WORK TO COMPLETE
Show every line in the entries below where the word "import" appears.

Saved entries:
PR #373, opened 2020-10-22
Split some parts of the aladin container for performance reasons

cquiroz:
I noted there was high cpu usage while moving the cursor over the aladin control.
We are showing the cursor coordinates and that produces too many updates.
This PR changes the structure to do less computation and also reduces the frequency of mouse events.

### DIFF
--- a/targeteditor/src/main/scala/explore/targeteditor/AladinContainer.scala
+++ b/targeteditor/src/main/scala/explore/targeteditor/AladinContainer.scala
@@ -3,14 +3,12 @@
 
 package explore.targeteditor
 
-import scala.math.rint
+import scala.concurrent.duration._
 
 import cats.syntax.all._
 import crystal.react.implicits._
-import explore.Icons
 import explore.View
 import explore.components.ui.ExploreStyles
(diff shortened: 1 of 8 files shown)


targeteditor/src/main/scala/explore/targeteditor/AladinContainer.scala
```diff
@@ -217,7 +169,13 @@ object AladinContainer {
       v.onFullScreenToggle(recalculateView) *> // re render on screen toggle
         v.onZoom(onZoom(v)) *>                 // re render on zoom
         v.onPositionChanged(onPositionChanged(v)) *>
-        v.onMouseMove(s => $.setStateL(State.current)(Coordinates(s.ra, s.dec)))
+        v.onMouseMove(s =>
+          $.props.flatMap(
+            _.updateMouseCoordinates(Coordinates(s.ra, s.dec))
+              .debounce(100.millis)
```
rpiaggio, line 175: Nice

rpiaggio (approved):
LGTM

EXERCISE SOLUTION
-import scala.math.rint
+import scala.concurrent.duration._
 import cats.syntax.all._
 import crystal.react.implicits._
-import explore.Icons
 import explore.View
 import explore.components.ui.ExploreStyles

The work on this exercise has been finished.